[EXTRACTED INFORMATION — start]

PR #8129, opened 2026-06-26
Avoid duplicate dependencies in ChangeDependency

timtebeek:
## What's changed

`ChangeDependencyGroupIdAndArtifactId` (the Maven engine behind `org.openrewrite.java.dependencies.ChangeDependency`) could produce a duplicate dependency: when the new coordinates were already declared directly **at a lower version** than the requested one, the recipe renamed the old declaration in place, leaving two declarations of the same dependency.

The recipe already removed the old declaration when the existing copy was at a version `>=` the requested one, but the version guard meant the lower-version case fell through to a rename and produced a duplicate.

This change:
- Removes the old declaration whenever an existing **direct** dependency already declares the new coordinates, matched on full identity (`groupId` + `artifactId` + `classifier` + `type` + `scope`) — independent of version.
- **Upgrades the surviving declaration in place** to the requested version pattern, reusing the recipe's existing version-resolution and managed-dependency handling.
- Leaves declarations that differ on classifier, type, or scope untouched, since those are distinct dependencies.

## Why

Concretely, migrating a POM that declares both `jakarta.jws:jakarta.jws-api:3.0.0` and `jakarta.xml.ws:jakarta.xml.ws-api:3.0.1` with `ChangeDependency` (jws-api → xml.ws-api, version `4.0.x`) previously yielded two `jakarta.xml.ws-api` entries. It now drops `jakarta.jws-api` and upgrades the existing `jakarta.xml.ws-api` to `4.0.x` — a single, correct entry.

- This is the upstream fix for the duplicate that [openrewrite/rewrite-migrate-java#1153](https://github.com/openrewrite/rewrite-migrate-java/pull/1153) compensates for downstream with `RemoveDuplicateDependencies`.
- Closes openrewrite/rewrite-migrate-java#1153

## Tests

- Reworked `shouldAddNewIfDependencyAlreadyExistsInOlderVersion` (which asserted the duplicate) into `shouldUpgradeExistingInPlaceIfDependencyAlreadyExistsInOlderVersion`, asserting a single upgraded entry.
- Added `shouldNotLeaveDuplicateWhenExistingNewDependencyIsAtLowerVersion` covering the jws/ws scenario.
- Added `shouldNotDeduplicateWhenClassifierDiffers` confirming distinct coordinates are preserved.
- Verified no regressions in `ChangeManagedDependencyGroupIdAndArtifactIdTest` and `UpgradeDependencyVersionTest`.

The Gradle `ChangeDependency` path is out of scope here, matching the Maven-only scope of the downstream compensation.


rewrite-maven/src/main/java/org/openrewrite/maven/ChangeDependencyGroupIdAndArtifactId.java
```diff
@@ -259,14 +259,19 @@ public TreeVisitor<?, ExecutionContext> getVisitor(Accumulator acc) {
             final VersionComparator versionComparator = newVersion != null ? Semver.validate(newVersion, versionPattern).getValue() : null;
             @Nullable
             private Collection<String> availableVersions;
-            private boolean isNewDependencyPresent;
             private Set<String> safeVersionPlaceholdersToChange = new HashSet<>();
+            private final boolean dedupeEnabled = newGroupId != null && newArtifactId != null;
```
steve-aom-elliott: Why only when there's a new group id _and_ a new artifact id? Wouldn't just one of the two be sufficient on its own? I suppose you'd need to change the args you pass in some places to account for that as well, but I assume changing just the group id for example, we'd still want to detect duplicates fully.

rewrite-maven/src/main/java/org/openrewrite/maven/ChangeDependencyGroupIdAndArtifactId.java
```diff
@@ -333,15 +338,22 @@ public Xml visitTag(Xml.Tag tag, ExecutionContext ctx) {
                 }
 
                 boolean isOldDependencyTag = isDependencyTag(oldGroupId, oldArtifactId);
-                if (isOldDependencyTag && isNewDependencyPresent) {
+                boolean isNewDependencyTag = dedupeEnabled && isDependencyTag(newGroupId, newArtifactId);
+                // The new coordinates are already declared directly with the same classifier, type, and scope;
+                // drop the old declaration rather than renaming it into a duplicate of the existing one.
+                if (isOldDependencyTag && !isNewDependencyTag && matchesAnyDirectDependency(t, existingNewDirectDependencies)) {
```
steve-aom-elliott: Don't know that I necessarily understand this line. It's saying that it's:
- the old dependency coordinates (implying you'd want to change them normally, sure)
- that either you didn't provide new coordinates (which you kind of need to, unless there's something specifically different about the desired behaviour for providing new group id and artifact id vs just one of those that I'm missing) or you're not the new coordinates (which you shouldn't be if you're the old coordinates currently, so I'm not sure that part is needed per se)
- that your tag matches the new coordinates collected? (Wouldn't it not because we're the old dependency tag?)

rewrite-maven/src/main/java/org/openrewrite/maven/ChangeDependencyGroupIdAndArtifactId.java
```diff
@@ -333,15 +338,22 @@ public Xml visitTag(Xml.Tag tag, ExecutionContext ctx) {
...
                     doAfterVisit(new RemoveContentVisitor<>(tag, true, true));
                     maybeUpdateModel();
                     return t;
                 }
+                // When the old declaration is being dropped as a duplicate, upgrade the surviving new
+                // declaration in place to the requested version instead of leaving it untouched.
+                boolean isSurvivingNewDependencyTag = isNewDependencyTag && newVersion != null &&
+                        matchesAnyDirectDependency(t, existingOldDirectDependencies);
```
steve-aom-elliott: If you're the new dependency tag, wouldn't you necessarily not have the old coordinates that would return true on `matchesAnyDirectDependency(t, existingOldDirectDependencies)`?

rewrite-maven/src/main/java/org/openrewrite/maven/ChangeDependencyGroupIdAndArtifactId.java
timtebeek: Good catch — you're right, that was too restrictive. I dropped the requirement to `newGroupId != null || newArtifactId != null` and now compute *effective* new coordinates (a null option keeps the existing value), so a group-id-only or artifact-id-only rename detects duplicates too. Added `shouldDeduplicateWhenOnlyArtifactIdChanges` to cover it.

rewrite-maven/src/main/java/org/openrewrite/maven/ChangeDependencyGroupIdAndArtifactId.java
timtebeek: You were right to be confused — the old `matchesAnyDirectDependency` deliberately ignored groupId/artifactId (relying on exact pre-filtering) and only compared classifier/type/scope, which reads as nonsense here. I reworked it into `renamedOldTagWouldDuplicate(oldTag)`, which computes the coordinates this old declaration *becomes* after the rename and compares the full coordinates (groupId, artifactId, classifier, type, scope) against the already-declared new dependencies. The `!isNewDependencyTag` guard is only there for the case where old and new coordinates overlap (e.g. via globs), so we never remove a tag that is itself the intended new dependency.

rewrite-maven/src/main/java/org/openrewrite/maven/ChangeDependencyGroupIdAndArtifactId.java
timtebeek: Same root cause as above: the helper ignored groupId/artifactId, so passing the new tag against the old dependencies looked wrong. It's now `isSurvivorOfRemovedOldDependency(newTag)`: for each old direct dependency being removed, it computes that dependency's *renamed* coordinates and checks whether they match this new tag's full coordinates (groupId, artifactId, classifier, type, scope). If so, this tag is the survivor that should take the requested new version — so the g/a comparison is between the renamed old dep and the new tag, not old-vs-new directly.

rewrite-maven/src/main/java/org/openrewrite/maven/ChangeDependencyGroupIdAndArtifactId.java
```diff
@@ -259,14 +259,21 @@ public TreeVisitor<?, ExecutionContext> getVisitor(Accumulator acc) {
             final VersionComparator versionComparator = newVersion != null ? Semver.validate(newVersion, versionPattern).getValue() : null;
             @Nullable
             private Collection<String> availableVersions;
-            private boolean isNewDependencyPresent;
             private Set<String> safeVersionPlaceholdersToChange = new HashSet<>();
+            private final String effectiveNewGroupId = newGroupId != null ? newGroupId : oldGroupId;
+            private final String effectiveNewArtifactId = newArtifactId != null ? newArtifactId : oldArtifactId;
```
steve-aom-elliott: Could probably use your new helpers from lower down.

steve-aom-elliott (approved):
I think it ended up correct, it's still just denser logic than I think ideally we'd be able to describe it as. Not sure how to cleanly simplify further, though.

PR #8132, opened 2026-06-26
Bound the buffer in BackwardCompatibleObjectIdModule

natedanner:
## What's changed

`BackwardCompatibleObjectIdModule` reads the resolved-dependency graphs (`ResolvedPom`, `ResolvedDependency`, …) nested in `MavenResolutionResult`/`GradleProject` markers, bridging the pre/post-`@JsonIdentityInfo` wire formats.

Its deserializer buffered each object's **entire subtree** into a `TokenBuffer`, scanned it for the `@ref` id, then replayed it. Since each object is read from its parent's replay buffer, every subtree is re-buffered at each ancestor — **O(depth²)** for deep graphs, and a major source of LST-deserialization allocation churn.

This makes the buffering **bounded**: it scans only the field-name prefix and, in the common case where `@ref` is written first, streams the remainder straight from the live parser via `JsonParserSequence` (Jackson's own `AsPropertyTypeDeserializer` idiom). Only the rare legacy case (no `@ref`) still fully buffers.

Delegate selection, parser end position, and wire format are all unchanged — purely a read-path optimization:

| Encoding | Delegate | Change |
|---|---|---|
| bare integer | id-aware (back-ref) | unchanged |
| object with `@ref` | id-aware | streamed, not buffered |
| object without `@ref` | id-free | unchanged |

## Why

A composite dependency-migration recipe over 300+ repos OOM-killed the CLI at `-Xmx12g`; smaller runs were fine. Allocation profiling put **~39%** of the churn in this module — every hot stack ending in `copyCurrentStructure → findObjectId → IntSequenceGenerator.key`, with `Arrays.copyOf`/`TokenBuffer$Segment` as the top self-allocators. The graphs cost far more to read than to hold.

## Performance

Synthetic A/B (same JVM, `getThreadAllocatedBytes`), `@ref`-first graphs:

| Shape | alloc before | alloc after | time before | time after |
|---|---|---|---|---|
| deep (depth 3000) | 1,150,758,584 B | 3,494,352 B | 425 ms | 1.7 ms |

[EXTRACTED INFORMATION — finish]

Wherever a line above contains the string "ignored", copy that line.

### RESULT OF THE EXERCISE:
timtebeek: You were right to be confused — the old `matchesAnyDirectDependency` deliberately ignored groupId/artifactId (relying on exact pre-filtering) and only compared classifier/type/scope, which reads as nonsense here. I reworked it into `renamedOldTagWouldDuplicate(oldTag)`, which computes the coordinates this old declaration *becomes* after the rename and compares the full coordinates (groupId, artifactId, classifier, type, scope) against the already-declared new dependencies. The `!isNewDependencyTag` guard is only there for the case where old and new coordinates overlap (e.g. via globs), so we never remove a tag that is itself the intended new dependency.
timtebeek: Same root cause as above: the helper ignored groupId/artifactId, so passing the new tag against the old dependencies looked wrong. It's now `isSurvivorOfRemovedOldDependency(newTag)`: for each old direct dependency being removed, it computes that dependency's *renamed* coordinates and checks whether they match this new tag's full coordinates (groupId, artifactId, classifier, type, scope). If so, this tag is the survivor that should take the requested new version — so the g/a comparison is between the renamed old dep and the new tag, not old-vs-new directly.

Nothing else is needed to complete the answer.